Bear Market Rally On Borrowed Time, Wilson Insists

A.I. may be “for real,” but it’s not going to stop a “deep” earnings downturn in the US.

That’s according to Morgan Stanley’s Mike Wilson, who dropped a well-timed tactical long in US equities around these levels back in December. Wilson, a bear, turned tactically bullish in October, a good call, but took profits towards the end of last year.

So far in 2023, Wilson’s apprehension towards equities is enduring, his skepticism unbowed. In his latest, he juxtaposed the conditions which persisted in December with the situation as it exists today.
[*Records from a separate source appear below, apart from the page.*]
PR #358, opened 2015-12-26
backwards-incompatible: protection for splash:evaljs, splash:jsfunc and splash:wait_for_resume results

### LINKED ISSUE #343: evaljs with jquery causes Splash to crash
I have following innocently looking Lua script using evaljs:

```lua
function main(splash)
    splash:go("http://www.ica.se/handla/ica-nara-ovrells-id_01739/")
    splash:set_viewport_full()
    splash:wait(1)
    splash:evaljs("$('#search').val('cola');")
    splash:evaljs("e = $.Event('keypress'); e.which = 13; $('#search').trigger(e)")
    splash:wait(1)
    return splash:jpeg()
end
```

this crashes Splash every time I run it. I found warning in docs about eval js

> Don’t use splash:evaljs when the result is not needed - it is inefficient and could lead to problems; use splash:runjs instead. For example, the following innocent-looking code (using jQuery) may fail A gotcha is that to allow chaining jQuery $ function returns a huge object, splash:evaljs tries to serialize it and convert to Lua. It is a waste of resources, and it could trigger internal protection measures; splash:runjs doesn’t have this problem.

it's nice we warn users about evaljs but I think we should do something about it, it seems bad that evaljs can actually crash your splash server. What internal protection measure do we have now? Is there a way to improve those protection measures to avoid problem like this?

kmike:
A PR to fix #343.

### DIFF
--- a/docs/scripting-ref.rst
+++ b/docs/scripting-ref.rst
@@ -45,7 +45,7 @@ Enable or disable browser's private mode (incognito mode).
 **Signature:** ``splash.private_mode_enabled = true/false``
 
 Private mode is enabled by default unless you pass flag ``--disable-private-mode`` at Splash startup.
-Note that if you disable private mode browsing data such as cookies or items kept in local 
+Note that if you disable private mode browsing data such as cookies or items kept in local
 storage may persist between requests.
 
 .. _splash-resource-timeout:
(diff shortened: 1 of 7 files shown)


docs/scripting-ref.rst
```diff
@@ -346,30 +346,47 @@ a table to an Array use :ref:`treat-as-array`.
...
+================  =================
 
 .. note::
 
     The rule of thumb: if an argument or a return value can be serialized
     via JSON, then it is fine.
 
+Note that currently you can't return DOM Elements, JQuery $ results and
+similar structures from JavaScript to Lua; to pass data you have to
+extract their attributes of interest as plain strings/numbers/objects/arrays:
```
pawelmhm: so we can't return circular objects and functions from js calls now, is this the only backward incompatible change added by this PR?

kmike: Yeah, Splash now doesn't return circular objects; instead of circular object detection there is now a depth limit. I went with depth limit because JS engine in Webkit doesn't have a Map object which can be used for detection of duplicate object references. Even https://github.com/douglascrockford/JSON-js/blob/master/json2.js uses O(N) lookups for cycle detection, which makes serialization O(N^2), I can't stand it :)

Another backwards-incompatible change is that previously Splash tried to serialize e.g. DOM elements with all their properties; it worked for a single element on a simple page, but didn't work if there are many of them. Now it fails fast and only supports explicit objects/arrays. 

It was not possible to return functions even before this PR - they were returned just as empty tables which is not useful. 

Another backwards-incompatible change is that splash:evaljs error info is slightly changed ('type' value is upper-cased).

PR #359, opened 2015-12-27
Correctly handling unsupported content

starrify:
For now I cannot think of a good design for returning the downloaded unsupported content back to the client via existing endpoints (e.g. `/html`, `/png`, and `/har`). The good news:
1. The server won't hang and return a 504 timeout error now.
2. At least the `/har` endpoint now works as expected.

Maybe later we can introduce something like `splash:raw_content` in the scripting support to deliver the content.


splash/browser_tab.py
```diff
@@ -512,6 +540,28 @@ def _on_url_changed(self, url):
...
+            # original loadFinished signal emits. In such cases we do not want
+            # the same signal twice.
+            if not self._unsupported_content_reply.error():
+                self.web_page.mainFrame().loadFinished.emit(True)
+            else:
+                self.web_page.mainFrame().loadFinished.emit(False)
+
+    def _on_unsupported_content(self, reply):
+        self.logger.log('Unsupported content detected', min_level=3)
+        self._is_unsupported_content = True
```
pawelmhm: this attribute is set per browser tab and browser tab can be used to download multiple resources, if you set this attribute here will it affect other requests going through same webpage? e.g. script doing

```lua
splash:go("url_with_unsupported_content") # this will set _is_unsupported_content to True
splash:go("url with supported content") # will this go through?
```

other thing worth noting is that there could be multiple resources downloaded when rendering so e.g.

```lua
splash:go("some page")
```
may issue 10 requests, first 6 will have supported content, but 7th will have unsupported content, what will happen with resources 7-10? will they be downloaded all right?

splash/tests/test_render.py
```diff
@@ -208,6 +208,21 @@ def test_invalid_wait(self):
                                   'wait': wait})
                 self.assertStatusCode(r, 400)
 
+        def test_unsupported_content(self):
+            cases = [
+                # Short body (Can be received together with the headers)
+                ("raw-bytes?length=16", 200),
+                # Short body with error
+                ("raw-bytes?length=16&claim_length=32&abort=1", 502),
```
pawelmhm: is this something webkit cannot handle? why? is it because of different content-length and actual length of response?

I read in docs that 
> This signal is emitted when WebKit cannot handle a link the user navigated to or a web server's response includes a "Content-Disposition" header with the 'attachment' directive. 

so perhaps also worth adding test for content-disposition?

I also wonder about 502 status code, this is Bad Gateway so if there is some load balancer in front of splash, e.g. nginx, user may confuse 502 from splash with 502 from some load balancer. Is 502 best choice for status code? Are there any alternatives?

PR #360, opened 2016-01-07
Several improvements to the web interface

Youwotma:
Several improvements to the web interface:
- Autocomplete `splash:` methods
- Display several images and complex structures in the response
- Allow returning directly splash.png/jpeg()
- Load harviewer lazyly and allow seeing the rest of the response if it doesn't load
- Allow downloading big string as a file (e.g: `splash:html()`)

Looking for feedback and testing

Autocomplete:
splash

New response view:
Default script result
splash

Return array
splash

Return object
splash

Return string
splash

Return long string (`splash:html()`)
splash

Return har
splash

Return image
splash

Structure
splash

### DIFF
--- a/splash/qtrender.py
+++ b/splash/qtrender.py
@@ -152,7 +152,8 @@ class DefaultRenderScript(RenderScript):
 
     def _runjs(self, js_source, js_profile):
         js_output, js_console_output = None, None
-        if js_source:
+
+        if js_source or js_profile:
             if self.console:
                 self.tab._jsconsole_enable()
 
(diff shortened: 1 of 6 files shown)


Youwotma:
@kmike can you have a look?

kmike:
@Youwotma :+1: 

Do you think it is possible to enforce/hardcode the PNG -> HAR -> HTML order in the result?

kmike:
It seems you don't need it, but FYI: inspection data for Splash Notebook autocompletion is here: https://github.com/scrapinghub/splash/blob/master/splash/kernel/inspections/splash-auto.json

Youwotma:
@kmike Nice! didn't know about that. That's better that what is using because some aliases that are implemented in lua are not autocompleted.

And maybe I can add inline docs in the popup like in http://ternjs.net/doc/demo/#simple

I'll update the PR with both changes

Youwotma:
I made the changes, the auto-completion now looks like this: http://i.imgur.com/J6WOLMV.png

kmike:
Awesome, thanks!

Back then, cyclicals were leading, tech lagging and breadth was respectable. Markets were hopeful that the abandonment of “COVID zero” in China presaged a meaningful economic rebound with the potential to offset any slowdown in the West.

Fast forward five months and the differences could scarcely be any more stark. Tech is leading a rally which, on some measures, has never been more narrow and “recovery” isn’t the right word for whatever’s going on in China’s economy.

And yet, “investors are more bullish than in early December, or at least far less bearish,” Wilson wrote, citing “optimism around technology diffusion, specifically artificial intelligence.” Although I think it’s a bit of a stretch to attribute the entirety+ of this year’s gains for big-cap tech to A.I., the ChatGPT frenzy is certainly a contributing factor. At the least, it’s already a “mini bubble,” as BofA put it.

Wilson went on to suggest that recent price action is indicative of “panic buying.” On that point, he’s unequivocally right. I documented the same last week in “Stock Melt-Up Takes A Toll”+.

The seasoned veterans among you will remember last summer’s rally, which was snuffed out by Jerome Powell at Jackson Hole. Wilson worries the current grind higher could meet a similar fate.

“Valuations are not attractive, and it’s not just the top 10-20 stocks that are expensive,” he said, noting (again) that the median S&P stock’s forward multiple is above 18, in the top 15% on a three-decade lookback. Excluding tech, the S&P’s median P/E is likewise 18.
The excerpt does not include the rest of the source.